The European Republicans Movement (Italian: Movimento Repubblicani Europei, MRE) was a tiny social-liberal political party in Italy.

From 2007 to 2010 the party was a founding member and associate party of the Democratic Party, the leading centre-left party of the country. In 2011 the MRE was merged into the Italian Republican Party, the party from which it seceded in 2001. The MRE was a member of the European Liberal Democrat and Reform Party (ELDR)[2] and its long-standing leader was Luciana Sbarbati.


In 2001 the Italian Republican Party (PRI), after five years within the centre-left coalition The Olive Tree, decided to join the centre-right House of Freedoms. The MRE was formed by those Republicans who refused such decision and wanted to remain in the centre-left. The MRE took part to the consolidation of The Olive Tree as a joint electoral list both for the 2004 European Parliament election and the 2006 general election, along with the Democrats of the Left and Democracy is Freedom – The Daisy. The list won 220 out of 630 deputies (including two Republicans, Luciana Sbarbati and Adriano Musi) as part of The Union.

In 2007 the MRE was a founding member of the Democratic Party (PD), but continued to exist as associate party and retained almost entirely its autonomy. In the 2008 general election Sbarbati and Musi were elected to the Senate and often distinguished themselves from Democrats in key votes. Notably they opposed European Parliament electoral law reform in 2009.[3]

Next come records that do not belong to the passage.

PR #3096, opened 2026-06-02
Add declarative resource support for resource server sub resources

### LINKED ISSUE #3094: Resource server export omits sub-resources; file-based store parent filtering broken
## Summary

Two related bugs prevent sub-resources (child resources) from working correctly in the resource server export/declarative-load flow.

## Bug 1: Export skips sub-resources

**File:** `backend/internal/resource/declarative_resource.go` — `GetResourceByID`

`GetResourceList` was called with `parentID = nil`, which only returns root-level resources. Sub-resources were never fetched, so they were absent from the exported YAML. Additionally, the final loop that builds `rs.Resources` filtered to `res.ParentHandle == ""`, again excluding sub-resources.

A secondary issue: `idToHandleMap` (used to resolve parent handles) was built inline in the same pass that consumed it, meaning a child processed before its parent would get an empty `ParentHandle`.

## Bug 2: File-based store ignores `ParentHandle` when filtering by parent

**File:** `backend/internal/resource/file_based_store.go` — `GetResourceListByParent`

Declarative resources loaded from YAML never have `res.Parent` (UUID) set — it is tagged `yaml:"-"`. Only `res.ParentHandle` is populated. The store filtered by `res.Parent == nil` for root-level resources, which matched **all** declarative resources (including sub-resources), making them all appear at root level. The child-resource branch (`res.Parent != nil`) was therefore never entered for declarative resources, so sub-resource queries always returned nothing.

## Fix

**`declarative_resource.go`:**
- Added `fetchAllResources` / `fetchResourcesByParent` helpers that recursively fetch top-level resources and then their children (DFS), ensuring parents appear before children.
- Split into two passes: first build `idToHandleMap` over all resources, then resolve parent handles and collect actions.
- Append all resources (root and sub) to `rs.Resources`.

**`file_based_store.go`:**
- Root-level query: added `&& res.ParentHandle == ""` so sub-resources with a handle-based parent are excluded.
- Child query: when `res.Parent` is nil but `res.ParentHandle` is set, extract the expected parent handle from the synthetic ID (`rsID_handle` format) and match against `res.ParentHandle`.

## Steps to reproduce

1. Create a resource server with a resource that has child resources.
2. Export — child resources are missing from the YAML.
3. Write a YAML with sub-resources (`parent: <handle>`) and load it declaratively — all resources appear at root level via the API.

rajithacharith:
### Purpose

Resource server sub-resources were not included in exports, and the file-based store incorrectly returned all resources as root-level when querying declaratively loaded resource servers.

### Approach

**Export (`declarative_resource.go`):** Added `fetchAllResources`/`fetchResourcesByParent` helpers that recursively fetch resources using DFS (parents before children). Split resource building into two passes — first build the full `idToHandleMap`, then resolve parent handles — to avoid ordering-dependent misses. All resources (root and sub) are now appended to the exported flat list with `parent` set where applicable.

**File-based store (`file_based_store.go`):** Root-level queries now also require `res.ParentHandle == ""` to exclude sub-resources whose `res.Parent` UUID is nil (as it always is for YAML-loaded resources). Child queries now additionally match by extracting the parent handle from the synthetic resource ID (`rsID_handle` format) when `res.Parent` is nil but `res.ParentHandle` is set.

### Related Issues
- Fixes #3094

### Related PRs
- N/A

### Checklist
    - [ ] Unit Tests
    - [ ] Integration Tests

### Security checks

## Summary by CodeRabbit

* **Refactor**
  * Improved resource retrieval to use a full-list fetch, reliably resolve parent relationships across declarative and DB-backed resources, and stream associated actions incrementally.
* **Tests**
  * Updated and added unit tests to cover full-list retrieval, parent-matching logic, and incremental action-loading behavior.

### DIFF
--- a/backend/internal/resource/declarative_resource.go
+++ b/backend/internal/resource/declarative_resource.go
@@ -113,29 +113,18 @@ func (e *resourceServerExporter) GetResourceByID(ctx context.Context, id string)
 		Resources:   []Resource{},
 	}
 
-	// Get all resources for this server
-	var allResources []Resource
-	resOffset := 0
-	for {
-		resources, err := e.service.GetResourceList(ctx, id, nil, serverconst.MaxPageSize, resOffset)
-		if err != nil {
-			return nil, "", err
-		}
-		if len(resources.Resources) == 0 {
-			break
-		}
-		allResources = append(allResources, resources.Resources...)
-		resOffset += len(resources.Resources)
-		if resOffset >= resources.TotalResults {
-			break
-		}
+	allResources, err := e.service.GetAllResourceList(ctx, id)
+	if err != nil {
+		return nil, "", err
 	}
 
-	// Build map for hierarchical structure keyed by resource ID
-	resourceIDMap := make(map[string]*Resource)
-	// Build separate map for ID to Handle lookups (for parent resolution)
+	// First pass: build ID-to-Handle map so parent handles can be resolved regardless of order
 	idToHandleMap := make(map[string]string)
+	for _, res := range allResources {
+		idToHandleMap[res.ID] = res.Handle
+	}
 
+	// Second pass: build declarative resources with resolved parent handles and actions
 	for _, res := range allResources {
 		resource := Resource{
 			Name:        res.Name,
@@ -144,7 +133,6 @@ func (e *resourceServerExporter) GetResourceByID(ctx context.Context, id string)
 			Actions:     []Action{},
 		}
 
-		// Set parent handle from parent ID using the ID to Handle map
 		if res.Parent != nil && *res.Parent != "" {
 			if parentHandle, ok := idToHandleMap[*res.Parent]; ok {
 				resource.ParentHandle = parentHandle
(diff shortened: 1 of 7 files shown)


backend/internal/resource/declarative_resource.go
```diff
@@ -144,55 +134,77 @@ func (e *resourceServerExporter) GetResourceByID(ctx context.Context, id string)
...
 
-		// Store in map keyed by resource ID (not handle) to avoid duplicates
-		resourceIDMap[res.ID] = &resource
-		// Also store ID to Handle mapping for parent lookup
-		idToHandleMap[res.ID] = res.Handle
+	return rs, server.Name, nil
+}
+
+// fetchAllResources fetches all resources for a resource server, including sub-resources recursively.
+func (e *resourceServerExporter) fetchAllResources(
```
sahandilshan: Shouldn't we add this fetch all resources as a service method in the resource service, not a private function here?

backend/internal/resource/declarative_resource.go
```diff
@@ -144,55 +134,77 @@ func (e *resourceServerExporter) GetResourceByID(ctx context.Context, id string)
...
+	return all, nil
+}
 
-	// Build the hierarchical structure - add root-level resources
-	for _, res := range allResources {
-		if res.ParentHandle == "" {
-			if resource, ok := resourceIDMap[res.ID]; ok {
-				rs.Resources = append(rs.Resources, *resource)
+// fetchResourcesByParent fetches resources for a given parent and recursively fetches their children.
+func (e *resourceServerExporter) fetchResourcesByParent(
```
sahandilshan: Same goes for here, why don't we have fucntions in the resource service to get these. To me this seems like a method that should be available in the resource service

rajithacharith: Fixed

backend/internal/resource/declarative_resource.go
rajithacharith: Fixed

sahandilshan (approved):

The common battle against electoral reform favoured a reconciliation with the PRI. During the 2009 congress of the MRE the two parties signed a joint declaration, under the declaration, despite their different coalition allegiances, they pledged to join forces on key issues, especially civil liberties and freedom of research.[4][5]

In April 2010 Sbarbati led the MRE out of the PD and joined the group of the Union of the Centre (UdC) in the Senate.[6] As of January 2011 the party tried a reconciliation with the PRI, which was reached in March 2011.[7][8]